Pregnant teachers illegally fired at Northwest Side elementary, DOJ alleges

SHARE Pregnant teachers illegally fired at Northwest Side elementary, DOJ alleges

She was a Chicago Public Schools principal of the year, surrounded by children.

But Mary T. Weaver wasn’t too keen on babies being fed at her school, according to a lawsuit filed Tuesday by the Justice Department.

“That isn’t over yet,” she allegedly snapped at a teacher who was nursing her child at Scammon Elementary School on the Northwest Side.

“When will you be done with that?”

In fact, the feds say, Weaver was so opposed to young moms working for her that she fired or otherwise forced out eight pregnant teachers in just five years.

And that, they allege, was a violation of the Civil Rights Act, which explicitly prohibits employers from discriminating against female employees because of pregnancy, childbirth or related medical conditions.

CPS on Tuesday denied the allegations against Weaver, who was a a winner of its Principal Achievement Award in 2013.

But the feds say they have plenty of evidence. Pregnant teachers at Scammon were given lower performance evaluations, disciplined, threatened with termination, in six cases fired and in two more forced to leave by Weaver, the suit against the Chicago Board of Education alleges.

The feds want a judge to impose a court order requiring the board to put in place policies to end discrimination against pregnant teachers, plus compensation for the teachers who were harmed by the alleged discrimination.

The lawsuit was filed after two teachers who were pregnant while working at Scammon — Jane Bushue and Jennifer Morris — filed sex-discrimination charges with the Equal Employment Opportunity Commission, which found “reasonable cause to believe discrimination occurred” at Scammon.

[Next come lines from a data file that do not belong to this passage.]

Issue #687, opened 2021-05-03
image API: control order of image operations


bertsky:
Naturally, with operations like deskewing/rotation and cropping the resulting image size and relative coordinates depend on the relative order of the operations. We already respect that by following the exact order of image features in `AlternativeImage/@comments` when reconstructing coordinates.

But reconstructibility not always enough. One might need to enforce a certain ordering for producing _new_ images.

Consider for example the following realistic workflow:
1. binarization (binarizes the raw image)
2. deskewing (rotates 1.)
3. cropping (crops 2.)
4. some consumer that needs _both_ a binarized image (from 3.) and a _raw_ image, and naturally expects them to be in the same coordinate system

Here we get a problem: In 4., the request `image_from_page(page, feature_filter='binarized')` will make core produce a new image by applying cropping and deskewing to the raw image. (This is the _default ordering_ of core.) But having a different ordering, that second image will be larger and in a different coordinate system. So the consumer gets an inconsistent pair of images (which it would have to check and compensate for by looking at the two returned coordinate transforms).

There is no cheap solution here I'm afraid:
- We cannot just change the default ordering, because other workflows might be using another ordering, too.
- We cannot just look into the existing derived images and adopt their ordering, because (depending on the workflow) we would not know which of the images is the right one (and they could derive from differently ordered sub-workflows). That is, at the time the second `image_from_page` request is made, we don't know what was in the other.
- Even if we allow passing a parameter to make the caller control the ordering, the caller might forget to do that (or not be aware of the necessity, rightly expecting to get the same kind of result automatically)

So what the heck are we gonna do about this?

bertsky:
On the other hand – forgive my confusion – since d6c51ca5f40090e2a6ac305b034f124b05f4edd9 we should actually not see any difference, because we already re-crop after rotation whenever possible.

bertsky:
> On the other hand – forgive my confusion – since [d6c51ca](https://github.com/OCR-D/core/commit/d6c51ca5f40090e2a6ac305b034f124b05f4edd9) we should actually not see any difference, because we already re-crop after rotation whenever possible.

Darn! I think that commit was (well intentioned but) still flawed: when re-cropping via `_crop()`, which is the general function, it would first check whether `cropped` already applied on the image (which it is, but on an earlier state, now only half-way), and in that case only apply the corresponding coordinate transform, but not the actual image operation. So we need to bypass that feature check here.

bertsky:
[...]

PR #820, opened 2022-03-16
Fix recropping

bertsky:
Attempt to expose [the recropping problem](https://github.com/OCR-D/core/issues/687#issuecomment-1067920406) and then solve it. 

(Currently the test still succeeds, i.e. it does not correctly capture the problem. You can only see the warning `ocrd_utils.crop_image:image.py:468 crop coordinates ((0, 25, 932, 407)) exceed image (932x382)` if you run `python -m pytest -rpP tests/test_workspace.py::test_deskewing`.)

### DIFF
--- a/ocrd/ocrd/workspace.py
+++ b/ocrd/ocrd/workspace.py
@@ -998,7 +998,9 @@ def _crop(log, name, segment, parent_image, parent_coords, op='cropped', **kwarg
     # crop, if (still) necessary:
     if (not isinstance(segment, BorderType) or # always crop below page level
         not op in parent_coords['features']):
-        if isinstance(segment, BorderType):
+        if op == 'recropped':
+            log.info("Recropping %s", name)
+        elif isinstance(segment, BorderType):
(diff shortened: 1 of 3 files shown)


bertsky:
> Attempt to expose [the recropping problem](https://github.com/OCR-D/core/issues/687#issuecomment-1067920406)

e615277

> and then solve it.

ac4b7f3

bertsky:
Just as an illustration of the `test_deskewing` case:
- region after deskewing but before recropping:
tmpr3ojx9hv
- region after deskewing and recropping:  tmp07p8vo3d
- region after deskewing and double recropping (which never gets exposed as image anyway, but was causing the warning): 
tmpthjwrd_s
tmpypgec_vj

kba (approved):

kba:
> Just as an illustration of the `test_deskewing` case:

These are very helpful to understand the operations - maybe we can reference them in the docstrings so it is available in the API docs? Or at least reference this issue so it will still be findable once this is merged.

PR #843, opened 2022-04-25
Remove assets server

mweidling:


kba (approved):
And we should also remove it from https://github.com/OCR-D/assets/blob/master/Makefile#L38-L41

bertsky:
What's the rationale for removing that feature?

It alleges that every teacher who became pregnant was targeted for termination by Weaver, who it says made negative comments to and about pregnant Scammon teachers, including telling them, ”I can’t believe you are doing this to me.

“You are going to be out right before [mandatory] testing!”

Weaver did not respond to requests for comment Tuesday.

But CPS spokesman Bill McCaffrey said that though CPS will fight the lawsuit, it “will not tolerate the kind of discrimination or retaliation that is alleged to have taken place at Scammon Elementary School.”

The Chicago Teachers Union called the principal a “bully,” who they say they’ve been complaining about to CPS since 2009.

Staff coordinator Jackson Potter said Weaver “has been up to no good for the last five years,” adding, “We’ve blown the whistle on this principal since the beginning, showed thousands of pages of evidence to the board and attorneys.”

Potter said the teachers targeted for pregnancy decided to take their complaints directly to the EEOC rather than file a grievance. But Weaver has also been accused of screaming at staff in hallways, driving ratings down, “banishing members she didn’t like to more undesirable [assignments] and she’s still in her position,” he added.

“This is the chickens coming home to roost against a problem that has been long brewing, and it’s only the tip of the iceberg,” he said.

At least one of the teachers named as a plaintiff is working again at a CPS school, Potter said.

“No woman should have to make a choice between her job and having a family,” Acting Assistant Attorney General Vanita Gupta for the Civil Rights Division said in a news release. “Federal law requires employers to maintain a workplace free of discrimination on the basis of sex.”

“Despite much progress, we continue to see the persistence of overt pregnancy discrimination, as well as the emergence of more subtle discriminatory practices in the workplace,” added EEOC Chair Jenny R. Yang.